I have my own list of must-watch movies that are added on to each week. I’ve now crossed two off my list, both of which were great films with the occasional plot twists. These are the kinds of plots that take unforeseen twists and turns, and manipulates the way a viewer follows the story, with the occasional squealing in their seats.
I have never read the book by Dan Brown, but through the recommendations from friends, Angels and Demons was then added on my list. I have just recently viewed the film, directed by Ron Howard, and I thought that it was a successfully suspenseful and enthralling watch. Someone told me that the book was better than the movie, but then again, who hasn’t said that? For those who don’t know what the story is about:
“Angels and Demons re-teams director Ron Howard and star Tom Hanks for the sequel to their international blockbuster adaptation of Dan Brown‘s novel The Da Vinci Code. Although the book Angels and Demons was written before the novel The Da Vinci Code, the movie transpires after the events of the earlier movie. Hanks stars as professor Robert Langdon, the most respected symbologist in the United States, who uses his knowledge in order to decode a symbol on the skin of a murder victim.
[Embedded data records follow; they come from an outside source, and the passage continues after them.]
PR #1636, opened 2019-03-23
Clean up cyclic references

### LINKED ISSUE #1556: Clean up cyclic references
Our codebase currently has quite a few cyclic imports. A cyclic import can cause import to fail in unexpected ways, so it is best if we can remove them. A cyclic import happens when module A imports something from module B, and module B also import something from A. To see all cyclic imports in our codebase, uncomment the line `'import/no-cycle': 'off'` in `.eslintrc.js` and run ESLint using `yarn lint:code`. 

The biggest one in our current codebase is around reducers - I think this is because the substate reducers are also exporting their own types, which is then being exported to the main reducer. An easy solution for cyclic import is to lift one of the elements into its own file. 

This is not terribly urgent, because as far as I can tell our code still works, but as I said it can cause imports to fail unexpectedly, so it's best if we fix this sometime.

amrut-prabhu:
Fixes #1556


li-kai:
Wow this is awesome! Thanks for taking on this issue, @amrut-prabhu. In order to help with the reviewing, could you briefly explain your approach? 

Meanwhile, we'll prioritise getting this reviewed and merged so you don't have further merge conflicts.

amrut-prabhu:
@li-kai I'll get back to you tonight. I think I still need to clean up a bit more

amrut-prabhu:
> could you briefly explain your approach?

@li-kai My approach to remove the cycles was a bit haphazard since I'm not completely familiar with where things should go in the codebase. But, here's the end result.

In addition, should we add `'import/no-cycle': 'error'` in eslint to avoid cycles in the future?

---
Changes in this PR:

Created:
- `actions/constants` (constants from `moduleBank`, `undoHistory`, `export`)
- `types/planner`
- `types/state` (`State` from `reducers`)
- `types/vendor/piwik` (from `types/views`)

Moved to `types/views`:
- `ModuleWithColor` from `types/modules`

Moved to `types/reducers`:
- Moved `ModulesMap` from `reducers/moduleBank`
- Moved `ModulesBank` from `reducers/moduleBank`
- Moved `UndoHistoryState` from `reducers/undoHistory`
- Moved `VenueBank` from `reducers/venueBank`
- Moved `ModuleTableOrder` from `types/views`

Moved to `types/planner`:
- Moved `CustomModule` from `types/reducers`
- Moved `CustomModuleData` from `types/reducers`
- Moved `ModuleTime` from `types/reducers`

Moved to `types/timetables`:
- Moved `Lesson` from `types/modules`
- Moved `ColoredLesson` from `types/modules`
- Moved `ModifiableLesson` from `types/modules`
- Moved `ColorIndex` from `types/reducers`

Moved to `types/venues` :
- Moved `BusTiming` from `types/views`
- Moved `TimePeriod` from `types/views`

Moved to `utils/filters/FilterGroup`:
- Moved `FilterGroupId` from `types/views`

ZhangYiJiang:
There's no need to explicitly add that rule because it's already enabled by default (if it wasn't then we wouldn't need to explicitly override it to turn it off before). I've merged most of the files where I don't think a split is necessary. I still don't like `actions/constants`, but that's relatively minor, and we can look at typescript-fsa (#1576) or some other typesafe library to help remove that boilerplate

ZhangYiJiang:
Yeah, that's partly my fault because WebStorm automatically reorders imports in alphabetical order when refactoring

PR #1648, opened 2019-03-27
Hasura firebase

li-kai:


li-kai:
Defering until #1726 gets merged.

The clues put him on the trail of an international conspiracy involving the Catholic Church. Ewan McGregor and Ayelet Zurer also star in the Sony Pictures production.” – synopsis by Perry Seibert, All Movie Guide ~ http://www.fandango.com
The movie definitely manipulated the way I thought, shocking me with every surprise. For a fictitious plot, I’d say it was a story well-written and if I didn’t know that this was fictional, I’d believe it to be a real event in history.
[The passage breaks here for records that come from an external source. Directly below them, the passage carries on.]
PR #1658, opened 2019-04-04
Make NUSMods official 

ZhangYiJiang:
Add a banner announcement, and a button to report errors (which is just a mailto link). I'm not sure if the button is the best solution - we can spend a bit more time to set up a proper form like the one we use for location updates, but I don't know if it's worth the effort.

### DIFF
--- a/www/src/js/views/components/notfications/Announcements.tsx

Next on my list was Big Nothing, a movie that was created in 2007 and directed by Jean-Baptiste Andrea. I’ve laughed numerous times in this movie, as it definitely falls under the category of black humor. Besides the plot, they have interesting cinematography at times as well. In the beginning of the movie, the song Theme from Blinking Lights by the Eels playing and a shot of the suburbs upside down and then turn right side up, and it made me wonder why. I learn later on that this shot is because it’s the POV of a little girl on the swings, which I thought was a great way to make the audience think. Click here and watch at 1:25 to see what I’m talking about. The movie soundtracks I thought also matched the quirkiness of the movie, a lot of their music was by the Eels. I’d say that this movie is a very sweet and eccentric murder-blackmail story, a movie I most definitely enjoyed watching. Starring David Schwimmer (Ross Geller from Friends) and Simon Pegg (Dennis from Run Fatboy Run) this movie is, as their tag-line says, “A comedy that gets away with murder.”
“Director Jean-Baptiste Andrea’s wicked, jet-black comic thriller Big Nothing stars Friends mainstay David Schwimmer as Charlie Wood, a onetime American professor … As the story opens, Charlie takes a job as a telephone operator at an Information Technology call support center, but is promptly fired for making offensive comments to a customer. One of Charlie’s shadier co-workers, Gus Dickinson (Simon Pegg) wheedles him into his plan to blackmail a priest, Rev. Smalls (Mitchell Mullen) by using “inside” information from the company that demonstrates the minister’s obsession with Internet porn. Thus begins an endless series of Mametian twists and turns involving double-cross, mistaken identity, forced drownings, poisonings, infidelities and cold-blooded mariticide, as the men attempt to collect on the money but run head-first into one outrageous conflict after another…” -synopsis by Nathan Southern, All Movie Guide ~ http://www.fandango.com
I’d list down the twists I’ve found in the plot, but then I’d have to spoil parts of the movie, and if there’s one thing I don’t like doing, it’s spoiling a movie for others. I’ve decided to just review these movies and recommend them for anybody that enjoy surprises and the love unexpected.